As the Archive Dreams beckons exploration within this speculative space, acknowledging that memories are activated through artistic and critical inquiry. It imagines the archive as unsteady, contingent, and pulsating with potential. Developed within the Daniels Faculty Visual Studies undergraduate thesis course, this exhibition combines the diverse practices of 19 emerging artists and researchers engaging image, text, and theory in year-long projects, a culmination of our inquiries—journeys marked by deep conceptual research, material experimentation, and sustained personal reflection. Throughout this process, our practices have unfolded in continual dialogue: with history, with one another, and with the complex questions lingering at the edges of our research. Our process has been a negotiation—between past and present, clarity and ambiguity, personal narrative and collective memory—recognizing that archives thrive through continued re-engagement.

In the act of dreaming, the archive invites slippages between truth and fiction, absence and presence, history and myth. The works in this exhibition trace these complexities, positioning the archive not merely as a cabinet of curiosities but as fertile ground for reinterpretation. Like pages overwritten and passed through generations and geographies, our works reframe the real and postulate the possible. Through photographs, digital residues, and embodied gestures, the artists endeavour to preserve that which eludes containment: longing, contradiction, and dissonance. We present the archive as expansive, inviting inquiry rather than definitive proof.

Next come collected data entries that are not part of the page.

PR #2648, opened 2024-09-08
tests: turn off VCR tests for SQLUser

justinsb:
The tests are currently failing and it probably needs a re-record.


justinsb:
Example of failures is on https://github.com/GoogleCloudPlatform/k8s-config-connector/pull/2645

yuwenma:
/lgtm
/approve

`sqluser` is still a TF-based controller so I think the VCR would be beneficial. @gemmahou Could you help re-record the test?

PR #2651, opened 2024-09-09
fix: Update sqlinstance-authorizednetworks timestamp format

jasonvigil:
Use the GCP-preferred format.


yuwenma (commented):
/lgtm
/approve

Thanks

PR #2656, opened 2024-09-09
mockgcp: improve cloud build worder pool

jingyih:
When LRO is finished, we should update the resource object in mockgcp storage.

This exhibition asks: What does it mean to archive something in flux? How do we make space for what is yet unwritten? Instead of fixing memory in place, the artists invite interpretive shifts—between temporalities, between what was recorded and what was erased, and between historical fact and speculative reimagining. Anchored thoughtfully in the historic Foy House, we reflect on how spaces serve as custodians of memory. We collaborate with the Foy House through sound, movement, and site-responsive gestures, embodying intertwined narratives and palpable presence.

Materiality becomes a conduit. Some works traverse the tactile intimacy of memory, while others bridge into digital realms—pixels flicker, screens invite touch, and remembrance lingers mid-gesture, straddling presence and disappearance. The archive’s malleability is in its material, with each medium carrying legacies of accumulation and erasure. Paper creases, data corrupts, paintings crack, sentences fray—a transformation emulating memory’s resistance to containment. And so the archive exists in its dream as neither dormant nor definitive but continuously reshaping itself—activated through touch, inquiry, and the creative potential of revisitation.

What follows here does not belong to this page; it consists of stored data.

PR #3031, opened 2024-10-29
fix: cbwp GCP server request/response project in different format

yuwenma:
### Change description

Fixes #

### Tests you have done

### DIFF
--- a/apis/refs/v1beta1/projectref.go
+++ b/apis/refs/v1beta1/projectref.go
@@ -168,3 +168,16 @@ func ResolveProjectID(ctx context.Context, reader client.Reader, obj *unstructur
 
 	return "", fmt.Errorf("cannot find project id for %v %v/%v", obj.GetKind(), obj.GetNamespace(), obj.GetName())
 }
+
+type ProjectIDAndNum struct {
+	ID     string
+	Number string
+}
+
+func ProjectIDToNumber(p *ProjectIDAndNum, valWithProjectID string) (valWithProjectNumber string) {
+	return strings.Replace(valWithProjectID, p.ID, p.Number, -1)
+}
+
+func ProjectNumberToID(p *ProjectIDAndNum, valWithProjectNum string) (valWithProjectID string) {
+	return strings.Replace(valWithProjectNum, p.Number, p.ID, -1)
+}
--- a/apis/refs/v1beta1/projectref.go
+++ b/apis/refs/v1beta1/projectref.go
@@ -168,24 +168,3 @@ func ResolveProjectID(ctx context.Context, reader client.Reader, obj *unstructur
 
 	return "", fmt.Errorf("cannot find project id for %v %v/%v", obj.GetKind(), obj.GetNamespace(), obj.GetName())
 }
-
-type ProjectIDAndNumer struct {
-	ID     string
-	Number string
-}
-
-func ProjectIDToNumber(p *ProjectIDAndNumer, valWithProjectID string) (string, error) {
-	replaced := strings.Replace(valWithProjectID, "projects/"+p.ID, "projects/"+p.Number, -1)
-	if replaced == valWithProjectID {
-		return "", fmt.Errorf("project ID was not found in %q", valWithProjectID)
-	}
-	return replaced, nil
-}
-
-func ProjectNumberToID(p *ProjectIDAndNumer, valWithProjectNum string) (string, error) {
-	replaced := strings.Replace(valWithProjectNum, "projects/"+p.Number, "projects/"+p.ID, -1)
-	if replaced == valWithProjectNum {
-		return "", fmt.Errorf("project Number was not found in %q", valWithProjectNum)
-	}
-	return replaced, nil
-}
--- a/apis/refs/v1beta1/projectref.go
+++ b/apis/refs/v1beta1/projectref.go
@@ -169,15 +169,23 @@ func ResolveProjectID(ctx context.Context, reader client.Reader, obj *unstructur
 	return "", fmt.Errorf("cannot find project id for %v %v/%v", obj.GetKind(), obj.GetNamespace(), obj.GetName())
 }
 
-type ProjectIDAndNum struct {
+type ProjectIDAndNumer struct {
 	ID     string
 	Number string
 }
 
-func ProjectIDToNumber(p *ProjectIDAndNum, valWithProjectID string) (valWithProjectNumber string) {
-	return strings.Replace(valWithProjectID, p.ID, p.Number, -1)
+func ProjectIDToNumber(p *ProjectIDAndNumer, valWithProjectID string) (string, error) {
+	replaced := strings.Replace(valWithProjectID, "projects/"+p.ID, "projects/"+p.Number, -1)
+	if replaced == valWithProjectID {
+		return "", fmt.Errorf("project ID was not found in %q", valWithProjectID)
+	}
+	return replaced, nil
 }
 
-func ProjectNumberToID(p *ProjectIDAndNum, valWithProjectNum string) (valWithProjectID string) {
-	return strings.Replace(valWithProjectNum, p.Number, p.ID, -1)
+func ProjectNumberToID(p *ProjectIDAndNumer, valWithProjectNum string) (string, error) {
+	replaced := strings.Replace(valWithProjectNum, "projects/"+p.Number, "projects/"+p.ID, -1)
+	if replaced == valWithProjectNum {
+		return "", fmt.Errorf("project Number was not found in %q", valWithProjectNum)
+	}
+	return replaced, nil
 }
--- a/mockgcp/mockcloudbuild/workerpool.go
+++ b/mockgcp/mockcloudbuild/workerpool.go
@@ -16,7 +16,6 @@ package mockcloudbuild
 
 import (
 	"context"
-	"reflect"
 	"strings"
 
 	"cloud.google.com/go/longrunning/autogen/longrunningpb"
@@ -64,6 +63,9 @@ func (s *CloudBuildV1) CreateWorkerPool(ctx context.Context, req *pb.CreateWorke
 
 	obj := proto.Clone(req.GetWorkerPool()).(*pb.WorkerPool)
 	obj.Name = fqn
+	obj.CreateTime = now
+
+	populateDefaultsForWorkerPool(obj)
 	if err := s.storage.Create(ctx, fqn, obj); err != nil {
 		return nil, err
 	}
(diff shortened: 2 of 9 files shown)


pkg/test/resourcefixture/testdata/basic/cloudbuild/v1beta1/cloudbuildworkerpool/_http.log
yuwenma, line 1: I fixed several mock gcp issues and the log is very like the real GCP. The git-diff is not for CBWP resources but from the dependencies. See [diff](https://github.com/GoogleCloudPlatform/k8s-config-connector/compare/f1dfa03e1d07cd6951101fabce35d476a4b34cf5..0f6e3a986820c1692e15f80036fd0c88566b094e#diff-cc4c2efbec60c3989bcb6d62cfabd0ad967cd2b80b8680129da69b99189c656f) between real GCP and mock gcp (

pkg/test/resourcefixture/testdata/basic/cloudbuild/v1beta1/cloudbuildworkerpool/_generated_object_cloudbuildworkerpool.golden.yaml
```diff
@@ -38,10 +38,10 @@ status:
...
-      egressOption: NO_PUBLIC_EGRESS
-      peeredNetwork: projects/${projectId}/global/networks/computenetwork-${uniqueId}
+      egressOption: PUBLIC_EGRESS
+      peeredNetwork: projects/${projectNumber}/global/networks/computenetwork-${uniqueId}
       peeredNetworkIPRange: /29
     updateTime: "1970-01-01T00:00:00Z"
     workerConfig:
-      diskSizeGb: 100
-      machineType: e2-medium
+      diskSizeGb: 150
```
yuwenma, line 46: Those git-diff reflects the update.yaml (previous missing in the mock GCP). See [update.yaml](https://github.com/GoogleCloudPlatform/k8s-config-connector/blob/master/pkg/test/resourcefixture/testdata/basic/cloudbuild/v1beta1/cloudbuildworkerpool/update.yaml#L25)

pkg/controller/direct/cloudbuild/workerpool_controller.go
```diff
@@ -241,6 +252,14 @@ func (a *Adapter) Update(ctx context.Context, updateOp *directbase.UpdateOperati
 	}
 	wp.Name = a.id.FullyQualifiedName()
 	wp.Etag = a.actual.Etag
+	// the peered_network has a different HTTP request and response format.
+	// The HTTP request uses ProjectID, in the form of /projects/<projectID>/global/networks/<network>
```
justinsb, line 256: Can we avoid this by passing in the project number?

apis/refs/v1beta1/projectref.go
```diff
@@ -168,3 +168,16 @@ func ResolveProjectID(ctx context.Context, reader client.Reader, obj *unstructur
 
 	return "", fmt.Errorf("cannot find project id for %v %v/%v", obj.GetKind(), obj.GetNamespace(), obj.GetName())
 }
+
+type ProjectIDAndNum struct {
```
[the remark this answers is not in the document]
yuwenma: yeah.. my bad

pkg/controller/direct/cloudbuild/workerpool_controller.go
yuwenma: we want to use the compareProto.

apis/refs/v1beta1/projectref.go
```diff
@@ -168,3 +168,16 @@ func ResolveProjectID(ctx context.Context, reader client.Reader, obj *unstructur
...
+	ID     string
+	Number string
+}
+
+func ProjectIDToNumber(p *ProjectIDAndNum, valWithProjectID string) (valWithProjectNumber string) {
+	return strings.Replace(valWithProjectID, p.ID, p.Number, -1)
```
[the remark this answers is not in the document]
yuwenma: yeah, I"m not sure if I should put the functions here or just a cbwp internal function. 
For ` /projects/%s/` --> `/projects/%d/`, do you mean regex? I was in the impression that we just don't use regex in kcc.

pkg/controller/direct/cloudbuild/workerpool_controller.go
```diff
@@ -135,10 +135,20 @@ func (m *model) AdapterForObject(ctx context.Context, reader client.Reader, u *u
 	if err != nil {
 		return nil, err
 	}
+
+	projectIDAndNum := &refs.ProjectIDAndNum{ID: projectRef.ProjectID}
+	network, found, err := unstructured.NestedString(u.Object, "status", "observedState", "networkConfig", "peeredNetwork")
+	if err == nil || found {
+		tokens := strings.Split(network, "/")
```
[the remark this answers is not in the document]
yuwenma: I don't understand this comment, mind elaborating a little bit more? We use the computeNetworkRef in the mapper to find the compute network's external value. The problem is the GCP server converts the projectID (in request) to projectNum (in response), so the  `spec` contains projectID and the `status` contains projectNum. Then the next reconciliation `compareProto`  always raise error because it detects diff in this immutable field.

apis/refs/v1beta1/projectref.go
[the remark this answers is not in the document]
justinsb: So we can use regex, but regex tends to be very hard to read and thus require more tests than we save with most regexs.  At least in my experience!

I was thinking:

```
replaced := strings.Replace(valWithProjectID, "projects/" + p.ID + "/", "projects/" + strconv.Itoa(p.Number), -1)
if replaced == valWithProjectID {
return "", fmt.Errorf("project ID was not found in %q", valWithProjectID)
}
return replaced, nil
```

pkg/controller/direct/cloudbuild/workerpool_controller.go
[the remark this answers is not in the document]
justinsb: So IIUC what we're doing here is parsing a reference to a network resource.  That should be parseable using the ComputeNetworkRef functions, because I would hope the format is the same as the format used in an `external` ComputeNetworkRef.

pkg/controller/direct/cloudbuild/workerpool_controller.go
justinsb: No, I mean that peeredNetworkRef is a ComputeNetworkRef https://github.com/GoogleCloudPlatform/k8s-config-connector/blob/86da25427f1a05f46a9cf7a8078d8ad61409140f/apis/cloudbuild/v1beta1/workerpool_types.go#L79

So what I'm suggesting is that we use something like LinkWithProjectNumber() instead of String() here: https://github.com/GoogleCloudPlatform/k8s-config-connector/blob/86da25427f1a05f46a9cf7a8078d8ad61409140f/pkg/controller/direct/cloudbuild/workerpool_controller.go#L130

The downside of doing this is that we also want to work towards resolving references using a generic visitor, and that's going to be harder if sometimes we want link-with-project-id and sometimes link-with-project-number, but I think we want to have correctness first and then make the resolving code elegant.

pkg/controller/direct/cloudbuild/workerpool_controller.go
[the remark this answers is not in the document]
yuwenma: Unfortunately, no. The computeNetworkRef does not support parsing a single string yet. We should migrate it to the new reference function format.

pkg/controller/direct/cloudbuild/workerpool_controller.go
yuwenma: This project ID/Num specialty seems to be less relevant to `ComputeNetwork` but more a CBWP problem. I looked at the ComputeNetwork object, it does not use ProjectNumber , see ` gcloud compute networks describe default`.  We can add a `LinkWithProjectID` method, in case other resource does the same thing. But I want to keep it as a special handling inside CBWP than adding the solution in ComputeNetwork. Because the computeNetwork has its own issues that we need to fix.

apis/refs/v1beta1/projectref.go
```diff
@@ -168,3 +168,24 @@ func ResolveProjectID(ctx context.Context, reader client.Reader, obj *unstructur
 
 	return "", fmt.Errorf("cannot find project id for %v %v/%v", obj.GetKind(), obj.GetNamespace(), obj.GetName())
 }
+
+type ProjectIDAndNumer struct {
+	ID     string
+	Number string
```
yuwenma, line 174: Ideally this ProjectNumber should be int64. But then the mockgcp is overly complicated because we want to normalize the ProjectNumber int64 to `${projectNumber}`, but this break the actual reconciliation because it parses`${projectNumber}`  to int64.

pkg/controller/direct/cloudbuild/workerpool_controller.go
```diff
@@ -135,10 +135,23 @@ func (m *model) AdapterForObject(ctx context.Context, reader client.Reader, u *u
...
 		return nil, err
 	}
+
+	projectIDAndNumer := &refs.ProjectIDAndNumer{ID: projectRef.ProjectID}
+	network, found, err := unstructured.NestedString(u.Object, "status", "observedState", "networkConfig", "peeredNetwork")
+	if err == nil && found {
+		tokens := strings.Split(network, "/")
+		if len(tokens) == 5 && tokens[0] == "projects" {
+			projectIDAndNumer.Number = tokens[1]
+			if err != nil {
```
justinsb, line 145: I think this is left over from parsing the number. Hopefully we can do that again if we change the mock.

pkg/controller/direct/cloudbuild/workerpool_controller.go
```diff
@@ -135,10 +135,23 @@ func (m *model) AdapterForObject(ctx context.Context, reader client.Reader, u *u
...
+		}
+	}
 	return &Adapter{
-		id:        id,
-		gcpClient: gcpClient,
-		desired:   obj,
+		id:              id,
+		gcpClient:       gcpClient,
+		desired:         obj,
+		projectIDAndNum: projectIDAndNumer,
```
justinsb, line 154: This could get confusing because the project ID is the ID of the cloud build worker pool, but the project number is the number of the peered network

mockgcp/mockcloudbuild/workerpool.go
```diff
@@ -64,74 +64,65 @@ func (s *CloudBuildV1) CreateWorkerPool(ctx context.Context, req *pb.CreateWorke
...
-				f.SetString(stringVal)
-			}
-
-		}
+	if err := fields.UpdateByFieldMask(obj, req.WorkerPool, req.UpdateMask.Paths); err != nil {
+		return nil, err
 	}
+	now := timestamppb.Now()
+	populateDefaultsForWorkerPool(obj)
+	obj.CreateTime = obj.GetCreateTime()
```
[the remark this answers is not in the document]
yuwenma: cleaned up. (Seems to be a left over from resolving the merge conflict)

pkg/controller/direct/cloudbuild/workerpool_controller.go
yuwenma: Good point! Let me give a better solution. I think this project ID <--> Number deserves a more careful handling.

yuwenma: I think the current `ProjectIDAndNumber` is not good. Mostly because I think we want to refactor both the `ProjectRef` and `ComputeNetwork` to a better format. Right now, none of the function can be reused.

justinsb (approved):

While each thesis project reflects individual pursuits, together they reveal a web of shared inquiries—questions of belonging, identity, authorship, inheritance, displacement, and resistance. Here, the archive is envisioned as a vibrant weave of memory, always susceptible to fraying. It is shaped not only by what is gathered but by what slips loose, woven not towards resolution but through ongoing acts of making and unmaking. Our body of work bears witness to the labour of learning in proximity—to each other, to critique, to the unresolved. Building this exhibition was as much about solitude as about exchange: shaped through listening and disagreement, revision and support. It was a communal process that affirmed knowledge, and memory-making was inherently collaborative. We invite visitors into the exhibition not as spectators but as interlocutors—drawn into the unfinished work of the archive as it drifts between record and reinvention.

Crucially, As the Archive Dreams extends, it is an invitation to witness, feel, and remember otherwise. In this way, the exhibition becomes a commons for collective memory, where viewers are not separate from the archive but participants in its becoming.